Découvrons les principales caractéristiques de la nouvelle monoplace du Cavallino : une grande attention a été portée à la conformation des flancs, qui témoignent d’un soin particulier apporté aux flux. Sur le profil avant, les actionneurs qui modifient l’incidence des volets (aérodynamique active) sont intégrés dans les cloisons latérales.
Ferrari a dévoilé les formes de la nouvelle SF-26, la monoplace avec laquelle la Scuderia abordera la saison 2026, caractérisée par une très grande révolution réglementaire en matière d’aérodynamique et de groupe motopropulseur. Les premières images de la SF-26 révèlent, même s’il est correct de considérer la version actuelle comme une version de transition par rapport à celle que nous verrons à Melbourne lors de la première course, certains éléments distinctifs du projet. Non seulement l’adoption du système push rod à l’avant et à l’arrière, abandonnant ainsi à l’avant le système pull rod qui, sur la SF-25, n’a jamais donné aux pilotes les sensations de conduite correctes en matière d’entrée en virage.
En partant de l’aileron avant, il est intéressant de noter la conformation non pas tant des profils que des éléments tels que les actionneurs qui modifient l’incidence des volets en activant l’aérodynamique active, intégrés dans les cloisons latérales. Le nez est relié à l’aileron par de courts pylônes incurvés. Mais la partie la plus intéressante, qui met en évidence des solutions non pas esquissées, mais mûrement réfléchies, se trouve au niveau des flancs, où les prises d’air placées en haut, comme sur la voiture précédente, cachent dans le canal profond situé en dessous l’entrée d’un conduit de dérivation qui se déverse ensuite à la base du capot moteur. Ces éléments nous donnent l’impression, si nous les examinons conjointement avec la prise dynamique du groupe motopropulseur de section presque triangulaire aux bords arrondis, mais surtout de dimensions extrêmement réduites par rapport à la concurrence, que l’étude de la dynamique des fluides interne de la SF-26 a suivi des voies très différentes de celles des autres monoplaces vues jusqu’à présent.

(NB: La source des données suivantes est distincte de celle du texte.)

Issue #17386, opened 2023-01-24
MV3: notification window button falsely clickable while service worker restarting, then a second window appears


danjm:
Repro:

1. Run MV3 branch
2. Create a signature request
3. terminate the service worker
4. try to confirm/submit the signature request, it will flash a loading screen but not submit
5. a new popup with the same signature request will appear, and can now be submitted

https://user-images.githubusercontent.com/7499938/214762856-d212dde5-03a8-43b4-a500-68b61e7a47fe.mp4

Instead, this should happen:

- no second popup should appear
- the popup that does appear should have the button disabled while the background is unavailable / the service worker is restarting

----
Originally titled "Get encryption public key confirmation fails if service worker restarts while confirmation screen is open", originally with the below repro:

Repro:
1. Click "Get Encryption Key" in the test dapp
7. Restart service worker
8. try to confirm

![Screenshot from 2023-01-24 14-07-08](https://user-images.githubusercontent.com/7499938/214367447-08720333-2b4a-40c5-b53c-7c84ea6f3e39.png)

PR #17855, opened 2023-02-22
fix(17855): persist popup when sw is restarted

DDDDDanica:
## Explanation

https://github.com/MetaMask/metamask-extension/issues/17386

The cause of problem is straightforward. When we restart sw, we have the screen reloaded, and the local variable `this._popupId` will be erased. It means even though we have a persist window open, inside `NotificationManager`, we will not have the record of that window. Hence `NotificationManager` will open a new window for us.

The fix of this issue is to store the windowId in high level appState, which is persistent until the window is closed. Therefore when `triggerUi` is called by different transactions, we will request the stored `currentPopupId` and inform `NotificationManager` of such id to reuse the previous window. 

PS: e2e will be conducted in a separate ticket in https://github.com/MetaMask/metamask-extension/issues/17386

https://user-images.githubusercontent.com/12678455/220637824-eeff3d32-87c4-49d2-9a06-f889e806c549.mov

## Manual Testing Steps

- run mv3 locally
- connect test-dapp: https://metamask.github.io/test-dapp/
- click "sign" in "Sign Typed Data V4"
- terminate service worker
- before: 2 screens overlay
- after: 1 screen is persisted when sw is restarted and content is reachable

## Pre-merge author checklist

- [x] I've clearly explained:

### DIFF
--- a/app/scripts/lib/notification-manager.js
+++ b/app/scripts/lib/notification-manager.js
@@ -32,15 +32,19 @@ export default class NotificationManager extends EventEmitter {
    * Either brings an existing MetaMask notification window into focus, or creates a new notification window. New
    * notification windows are given a 'popup' type.
    *
+   * @param {Function} setCurrentPopupId - setter of current popup id from appStateController
+   * @param {number} currentPopupId - id of current opened metamask popup window
    */
-  async showPopup() {
-    const popup = await this._getPopup();
-
+  async showPopup(setCurrentPopupId, currentPopupId) {
+    this._popupId = currentPopupId;
+    this._setCurrentPopupId = setCurrentPopupId;
+    const popup = await this._getPopup(currentPopupId);
     // Bring focus to chrome popup
     if (popup) {
       // bring focus to existing chrome popup
       await this.platform.focusWindow(popup.id);
     } else {
+      // create new notification popup
       let left = 0;
       let top = 0;
       try {
@@ -57,7 +61,6 @@ export default class NotificationManager extends EventEmitter {
         left = Math.max(screenX + (outerWidth - NOTIFICATION_WIDTH), 0);
       }
 
-      // create new notification popup
       const popupWindow = await this.platform.openWindow({
         url: 'notification.html',
         type: 'popup',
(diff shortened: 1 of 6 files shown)


Sylvia24:

app/scripts/lib/notification-manager.js
```diff
@@ -106,7 +106,7 @@ export default class NotificationManager extends EventEmitter {
     return windows
       ? windows.find((win) => {
           // Returns notification popup
-          return win && win.type === 'popup' && win.id === this._popupId;
```
brad-decker, line 109: Can you explain why this works as a fix and what the original check was meant for? Are there any ramifications of removing this check?

Katew212:
Hey

app/scripts/lib/notification-manager.js
DDDDDanica: Thanks for checking ~ it was the issue due to refresh changed `this._popupId` to undefined so we cannot find a match for current window opened. And you are right there would be some regressions, for instance, if there's a popup window from another extension, removing this will hijack another window. Therefore the final solution will be saving this id in the appState level.

app/scripts/lib/notification-manager.js
```diff
@@ -71,13 +74,16 @@ export default class NotificationManager extends EventEmitter {
...
+      // and store the id to private variable this._popupId for future access
+      this._setCurrentPopupId(popupWindow.id);
       this._popupId = popupWindow.id;
     }
   }
 
   _onWindowClosed(windowId) {
     if (windowId === this._popupId) {
-      this._popupId = undefined;
+      this._setCurrentPopupId(undefined);
```
pedronfigueiredo, line 86: Can you help me understand what is different here from the method above that makes it so we only need to use `_setCurrentPopupId` and not assign it to the private variable `this._popupId = undefined`, where on `showPopup` we do the two simultaneously?

DDDDDanica: yeah sure ! in this case i wanna trigger `setCurrentPopupId` in appState to clear the currentPopupId. And when we trigger the popup again, we will use the value from `getState` to re-examine `this._popupId`. But since you pointed out, i feel it is safer to clear local variable as well to keep consistent, and in case any other scenario i didn't catch up that would cause regression any more.

brad-decker (approved):
Superb!

pedronfigueiredo (approved):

aileron dentelé— En substance, cela donne un indice très important sur la précision qui a été accordée notamment à l’emballage du groupe motopropulseur et de ses radiateurs et échangeurs de chaleur. L’arrière de la voiture semble d’ailleurs très étroit, notamment au niveau de la sortie d’air chaud, ce qui dénote une attention particulière portée à la gestion des flux qui seront en fait également déterminants pour l’extraction de l’air du fond de la voiture à travers le diffuseur. La grande ailette sur le capot moteur est intéressante, car elle reproduit en partie celle de l’année dernière, caractérisée par un profil dentelé. Enfin, la réduction de l’empattement à 3400 mm, conformément au règlement, a entraîné un recul tangible, mais pas excessif, de l’habitacle. En définitive, il s’agit d’une monoplace qui cache de nombreuses caractéristiques raffinées sous une apparence provisoire qui subira des changements substantiels avant Melbourne.